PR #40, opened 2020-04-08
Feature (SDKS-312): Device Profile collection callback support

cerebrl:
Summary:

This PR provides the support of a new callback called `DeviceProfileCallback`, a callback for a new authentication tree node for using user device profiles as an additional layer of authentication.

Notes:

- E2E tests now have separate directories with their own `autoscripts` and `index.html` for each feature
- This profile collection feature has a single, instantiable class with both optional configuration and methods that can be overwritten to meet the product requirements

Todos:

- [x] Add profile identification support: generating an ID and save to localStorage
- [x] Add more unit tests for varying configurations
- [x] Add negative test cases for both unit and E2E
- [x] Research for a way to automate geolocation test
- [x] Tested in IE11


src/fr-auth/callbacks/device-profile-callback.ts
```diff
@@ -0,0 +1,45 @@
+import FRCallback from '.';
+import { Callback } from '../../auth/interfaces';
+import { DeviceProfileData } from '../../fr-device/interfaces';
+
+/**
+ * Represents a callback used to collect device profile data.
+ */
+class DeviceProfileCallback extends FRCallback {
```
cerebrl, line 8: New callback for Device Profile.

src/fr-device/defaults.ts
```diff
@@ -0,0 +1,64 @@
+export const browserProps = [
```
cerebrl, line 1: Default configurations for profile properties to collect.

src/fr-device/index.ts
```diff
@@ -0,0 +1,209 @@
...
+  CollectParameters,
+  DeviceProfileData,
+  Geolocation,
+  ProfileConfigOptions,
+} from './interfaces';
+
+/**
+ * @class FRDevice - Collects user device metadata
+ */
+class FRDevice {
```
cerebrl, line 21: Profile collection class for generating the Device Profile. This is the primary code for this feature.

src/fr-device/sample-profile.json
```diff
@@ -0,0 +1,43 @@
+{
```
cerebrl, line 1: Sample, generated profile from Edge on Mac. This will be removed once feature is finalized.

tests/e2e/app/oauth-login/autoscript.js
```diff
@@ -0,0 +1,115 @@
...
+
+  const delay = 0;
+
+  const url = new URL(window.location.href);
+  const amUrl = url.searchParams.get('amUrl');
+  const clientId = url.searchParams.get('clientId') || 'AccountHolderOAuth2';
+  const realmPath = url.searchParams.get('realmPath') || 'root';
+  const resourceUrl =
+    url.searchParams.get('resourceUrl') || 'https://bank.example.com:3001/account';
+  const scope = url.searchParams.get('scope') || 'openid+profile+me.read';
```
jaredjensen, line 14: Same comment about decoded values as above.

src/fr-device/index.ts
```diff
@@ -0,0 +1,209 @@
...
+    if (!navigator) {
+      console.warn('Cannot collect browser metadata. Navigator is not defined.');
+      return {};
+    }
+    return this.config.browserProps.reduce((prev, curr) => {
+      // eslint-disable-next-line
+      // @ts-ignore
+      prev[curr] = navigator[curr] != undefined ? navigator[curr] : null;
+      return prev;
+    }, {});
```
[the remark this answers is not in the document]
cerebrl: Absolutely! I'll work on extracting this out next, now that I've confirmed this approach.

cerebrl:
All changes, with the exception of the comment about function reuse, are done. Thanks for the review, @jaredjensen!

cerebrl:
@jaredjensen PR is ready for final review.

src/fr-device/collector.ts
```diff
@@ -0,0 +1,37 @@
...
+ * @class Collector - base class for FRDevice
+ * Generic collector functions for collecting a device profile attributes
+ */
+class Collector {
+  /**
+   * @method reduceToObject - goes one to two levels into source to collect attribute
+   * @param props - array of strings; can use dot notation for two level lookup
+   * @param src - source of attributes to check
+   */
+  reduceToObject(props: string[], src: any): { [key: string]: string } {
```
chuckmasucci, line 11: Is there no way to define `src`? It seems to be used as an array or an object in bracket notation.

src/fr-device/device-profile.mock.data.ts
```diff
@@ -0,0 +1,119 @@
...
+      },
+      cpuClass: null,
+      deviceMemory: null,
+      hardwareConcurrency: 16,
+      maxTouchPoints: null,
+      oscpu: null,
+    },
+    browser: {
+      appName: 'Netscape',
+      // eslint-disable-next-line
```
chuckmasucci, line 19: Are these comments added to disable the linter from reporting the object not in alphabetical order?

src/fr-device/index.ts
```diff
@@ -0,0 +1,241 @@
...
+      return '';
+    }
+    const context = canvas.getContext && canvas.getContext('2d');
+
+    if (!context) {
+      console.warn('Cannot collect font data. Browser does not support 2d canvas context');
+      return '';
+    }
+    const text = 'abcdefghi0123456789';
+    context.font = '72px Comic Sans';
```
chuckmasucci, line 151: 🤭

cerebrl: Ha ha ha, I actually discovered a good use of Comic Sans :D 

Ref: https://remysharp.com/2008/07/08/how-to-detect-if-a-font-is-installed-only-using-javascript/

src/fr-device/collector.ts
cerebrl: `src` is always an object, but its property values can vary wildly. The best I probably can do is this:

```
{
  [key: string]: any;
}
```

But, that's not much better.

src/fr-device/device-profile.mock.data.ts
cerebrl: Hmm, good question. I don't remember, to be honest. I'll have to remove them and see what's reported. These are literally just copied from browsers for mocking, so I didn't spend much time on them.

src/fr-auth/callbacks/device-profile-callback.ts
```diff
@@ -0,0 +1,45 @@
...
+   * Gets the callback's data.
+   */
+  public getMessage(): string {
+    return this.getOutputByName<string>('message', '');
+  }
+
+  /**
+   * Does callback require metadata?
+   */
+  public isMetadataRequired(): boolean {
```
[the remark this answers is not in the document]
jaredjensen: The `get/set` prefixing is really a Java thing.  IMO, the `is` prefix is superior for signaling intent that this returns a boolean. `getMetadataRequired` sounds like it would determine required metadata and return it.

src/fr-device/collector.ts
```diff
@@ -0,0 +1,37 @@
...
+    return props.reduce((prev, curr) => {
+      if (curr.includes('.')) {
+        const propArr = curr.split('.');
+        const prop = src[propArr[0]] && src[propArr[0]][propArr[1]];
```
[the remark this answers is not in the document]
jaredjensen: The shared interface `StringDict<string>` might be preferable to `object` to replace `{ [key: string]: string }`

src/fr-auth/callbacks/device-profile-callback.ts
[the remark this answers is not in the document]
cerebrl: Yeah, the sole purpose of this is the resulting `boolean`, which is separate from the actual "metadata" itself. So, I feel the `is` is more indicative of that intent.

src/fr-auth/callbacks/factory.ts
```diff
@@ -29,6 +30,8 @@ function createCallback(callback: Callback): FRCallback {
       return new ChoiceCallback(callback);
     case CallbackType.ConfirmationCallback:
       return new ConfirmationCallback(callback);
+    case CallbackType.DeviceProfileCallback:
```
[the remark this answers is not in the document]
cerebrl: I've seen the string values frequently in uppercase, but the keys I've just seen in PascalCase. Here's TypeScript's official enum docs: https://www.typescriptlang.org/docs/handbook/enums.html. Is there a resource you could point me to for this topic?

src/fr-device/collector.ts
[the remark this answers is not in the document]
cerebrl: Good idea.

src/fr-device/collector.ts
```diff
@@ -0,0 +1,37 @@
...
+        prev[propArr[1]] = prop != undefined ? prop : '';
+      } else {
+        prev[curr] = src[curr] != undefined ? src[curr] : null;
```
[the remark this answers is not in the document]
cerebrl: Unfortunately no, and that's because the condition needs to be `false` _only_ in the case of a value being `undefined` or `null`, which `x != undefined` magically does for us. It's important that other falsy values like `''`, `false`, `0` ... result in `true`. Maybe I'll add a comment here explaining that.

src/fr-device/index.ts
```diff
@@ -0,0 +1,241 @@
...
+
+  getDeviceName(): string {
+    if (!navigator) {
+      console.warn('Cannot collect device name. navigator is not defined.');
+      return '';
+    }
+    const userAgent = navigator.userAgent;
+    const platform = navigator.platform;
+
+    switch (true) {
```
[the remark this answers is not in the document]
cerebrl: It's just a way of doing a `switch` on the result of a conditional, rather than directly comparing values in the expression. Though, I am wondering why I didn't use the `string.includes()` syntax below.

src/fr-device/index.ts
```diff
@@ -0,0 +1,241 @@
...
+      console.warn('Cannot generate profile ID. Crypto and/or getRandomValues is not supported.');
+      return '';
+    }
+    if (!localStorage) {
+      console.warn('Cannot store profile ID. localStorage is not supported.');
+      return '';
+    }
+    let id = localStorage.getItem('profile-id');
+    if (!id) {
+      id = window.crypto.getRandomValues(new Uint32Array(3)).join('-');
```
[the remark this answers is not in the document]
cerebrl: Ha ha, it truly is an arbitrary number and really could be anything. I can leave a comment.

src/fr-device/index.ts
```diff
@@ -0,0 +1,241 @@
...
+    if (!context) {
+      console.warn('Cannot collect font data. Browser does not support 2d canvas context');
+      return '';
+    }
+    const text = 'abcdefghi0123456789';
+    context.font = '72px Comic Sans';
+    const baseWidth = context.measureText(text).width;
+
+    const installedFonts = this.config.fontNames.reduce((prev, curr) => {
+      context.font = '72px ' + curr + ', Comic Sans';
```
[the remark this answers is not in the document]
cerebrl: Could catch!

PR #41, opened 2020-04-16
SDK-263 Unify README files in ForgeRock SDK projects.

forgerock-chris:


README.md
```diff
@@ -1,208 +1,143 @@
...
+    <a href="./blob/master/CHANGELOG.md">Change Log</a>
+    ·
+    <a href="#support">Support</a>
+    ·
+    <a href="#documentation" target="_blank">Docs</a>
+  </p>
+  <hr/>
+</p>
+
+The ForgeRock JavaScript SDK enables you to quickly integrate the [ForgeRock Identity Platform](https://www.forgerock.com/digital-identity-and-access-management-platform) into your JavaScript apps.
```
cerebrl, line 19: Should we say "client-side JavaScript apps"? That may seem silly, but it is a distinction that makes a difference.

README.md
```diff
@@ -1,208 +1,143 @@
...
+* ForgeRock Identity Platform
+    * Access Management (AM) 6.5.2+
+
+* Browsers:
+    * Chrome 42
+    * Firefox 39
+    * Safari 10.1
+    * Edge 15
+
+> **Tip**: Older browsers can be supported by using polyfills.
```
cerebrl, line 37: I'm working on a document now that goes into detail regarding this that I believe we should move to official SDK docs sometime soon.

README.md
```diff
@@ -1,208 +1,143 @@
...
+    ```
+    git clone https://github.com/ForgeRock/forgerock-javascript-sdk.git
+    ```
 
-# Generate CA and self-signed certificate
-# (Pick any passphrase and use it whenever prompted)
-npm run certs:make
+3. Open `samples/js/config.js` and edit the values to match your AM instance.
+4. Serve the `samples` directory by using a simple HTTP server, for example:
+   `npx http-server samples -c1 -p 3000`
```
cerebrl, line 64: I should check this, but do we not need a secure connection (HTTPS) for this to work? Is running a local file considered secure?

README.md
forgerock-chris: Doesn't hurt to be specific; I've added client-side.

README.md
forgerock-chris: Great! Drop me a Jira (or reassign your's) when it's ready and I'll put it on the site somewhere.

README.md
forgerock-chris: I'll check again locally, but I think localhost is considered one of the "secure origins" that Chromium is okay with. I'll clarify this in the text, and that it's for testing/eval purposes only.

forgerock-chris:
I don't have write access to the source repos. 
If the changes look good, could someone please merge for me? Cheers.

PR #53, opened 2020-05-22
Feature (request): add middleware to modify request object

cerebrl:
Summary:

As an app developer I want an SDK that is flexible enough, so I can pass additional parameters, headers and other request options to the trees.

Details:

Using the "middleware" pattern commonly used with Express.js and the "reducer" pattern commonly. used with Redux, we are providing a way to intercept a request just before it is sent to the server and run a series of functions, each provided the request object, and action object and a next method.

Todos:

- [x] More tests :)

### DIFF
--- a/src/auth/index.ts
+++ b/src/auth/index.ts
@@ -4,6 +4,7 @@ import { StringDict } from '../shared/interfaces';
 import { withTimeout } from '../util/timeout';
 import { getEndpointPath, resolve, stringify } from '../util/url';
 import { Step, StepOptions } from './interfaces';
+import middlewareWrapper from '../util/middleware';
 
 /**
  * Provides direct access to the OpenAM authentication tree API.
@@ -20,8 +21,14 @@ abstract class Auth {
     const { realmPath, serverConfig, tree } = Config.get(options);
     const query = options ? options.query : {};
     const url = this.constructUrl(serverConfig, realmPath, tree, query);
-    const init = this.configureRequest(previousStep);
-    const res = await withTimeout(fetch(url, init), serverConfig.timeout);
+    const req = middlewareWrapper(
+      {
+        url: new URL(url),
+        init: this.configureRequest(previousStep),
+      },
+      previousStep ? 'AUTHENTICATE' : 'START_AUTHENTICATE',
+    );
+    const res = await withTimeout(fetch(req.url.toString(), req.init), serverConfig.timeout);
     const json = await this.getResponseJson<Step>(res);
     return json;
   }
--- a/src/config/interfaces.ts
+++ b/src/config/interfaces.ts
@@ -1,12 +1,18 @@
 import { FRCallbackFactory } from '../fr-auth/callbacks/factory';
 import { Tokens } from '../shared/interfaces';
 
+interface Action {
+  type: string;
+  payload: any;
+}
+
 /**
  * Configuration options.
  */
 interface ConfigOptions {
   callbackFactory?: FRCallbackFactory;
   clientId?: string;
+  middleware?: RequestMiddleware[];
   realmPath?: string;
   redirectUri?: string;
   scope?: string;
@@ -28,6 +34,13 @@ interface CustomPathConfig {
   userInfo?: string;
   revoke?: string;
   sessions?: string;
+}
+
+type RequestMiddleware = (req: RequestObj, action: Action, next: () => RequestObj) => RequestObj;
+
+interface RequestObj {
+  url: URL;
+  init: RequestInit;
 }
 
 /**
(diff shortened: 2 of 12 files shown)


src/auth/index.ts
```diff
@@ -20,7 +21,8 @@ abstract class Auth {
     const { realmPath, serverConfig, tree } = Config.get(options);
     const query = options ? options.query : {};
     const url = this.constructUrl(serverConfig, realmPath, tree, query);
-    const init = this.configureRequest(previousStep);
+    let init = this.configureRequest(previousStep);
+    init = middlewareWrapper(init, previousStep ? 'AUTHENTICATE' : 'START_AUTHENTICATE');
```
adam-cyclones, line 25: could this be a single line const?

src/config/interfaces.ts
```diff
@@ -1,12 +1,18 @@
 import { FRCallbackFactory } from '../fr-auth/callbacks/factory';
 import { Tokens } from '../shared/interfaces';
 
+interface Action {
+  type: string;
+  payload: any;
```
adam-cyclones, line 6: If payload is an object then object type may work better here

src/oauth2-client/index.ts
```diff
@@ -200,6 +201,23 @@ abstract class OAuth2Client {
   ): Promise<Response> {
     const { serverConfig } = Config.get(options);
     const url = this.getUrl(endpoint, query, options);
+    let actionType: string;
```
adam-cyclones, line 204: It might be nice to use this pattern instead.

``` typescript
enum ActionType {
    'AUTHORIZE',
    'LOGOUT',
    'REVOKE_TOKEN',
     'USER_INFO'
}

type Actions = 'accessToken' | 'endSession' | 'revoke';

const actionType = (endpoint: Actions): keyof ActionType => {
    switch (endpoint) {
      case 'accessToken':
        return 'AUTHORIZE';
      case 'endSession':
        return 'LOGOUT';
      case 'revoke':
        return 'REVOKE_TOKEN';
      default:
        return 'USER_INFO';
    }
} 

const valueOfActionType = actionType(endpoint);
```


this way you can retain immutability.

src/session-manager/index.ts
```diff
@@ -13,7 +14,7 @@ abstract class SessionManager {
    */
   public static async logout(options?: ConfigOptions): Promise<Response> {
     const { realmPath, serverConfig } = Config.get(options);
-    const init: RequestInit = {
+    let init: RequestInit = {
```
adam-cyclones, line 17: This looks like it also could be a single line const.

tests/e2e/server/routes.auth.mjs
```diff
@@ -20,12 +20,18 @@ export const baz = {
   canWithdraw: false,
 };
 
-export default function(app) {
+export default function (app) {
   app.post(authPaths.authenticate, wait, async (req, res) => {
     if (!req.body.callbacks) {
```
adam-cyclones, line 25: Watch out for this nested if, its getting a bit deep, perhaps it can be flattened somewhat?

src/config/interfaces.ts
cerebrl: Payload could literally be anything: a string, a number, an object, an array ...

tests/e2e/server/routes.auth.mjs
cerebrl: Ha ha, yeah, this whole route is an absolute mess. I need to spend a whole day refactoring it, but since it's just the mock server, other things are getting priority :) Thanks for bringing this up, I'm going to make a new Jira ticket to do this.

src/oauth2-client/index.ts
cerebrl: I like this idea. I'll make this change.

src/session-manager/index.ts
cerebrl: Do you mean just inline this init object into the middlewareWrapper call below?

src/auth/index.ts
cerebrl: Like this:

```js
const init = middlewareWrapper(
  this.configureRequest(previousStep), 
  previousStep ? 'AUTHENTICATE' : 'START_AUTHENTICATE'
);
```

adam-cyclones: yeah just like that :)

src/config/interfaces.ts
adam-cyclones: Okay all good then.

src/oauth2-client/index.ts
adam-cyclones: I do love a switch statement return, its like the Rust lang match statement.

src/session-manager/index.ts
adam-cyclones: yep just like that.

To do: Which lines of the records above contain the word "CallbackType"? Report each one in full.

Output for this task:
     case CallbackType.ConfirmationCallback:
+    case CallbackType.DeviceProfileCallback:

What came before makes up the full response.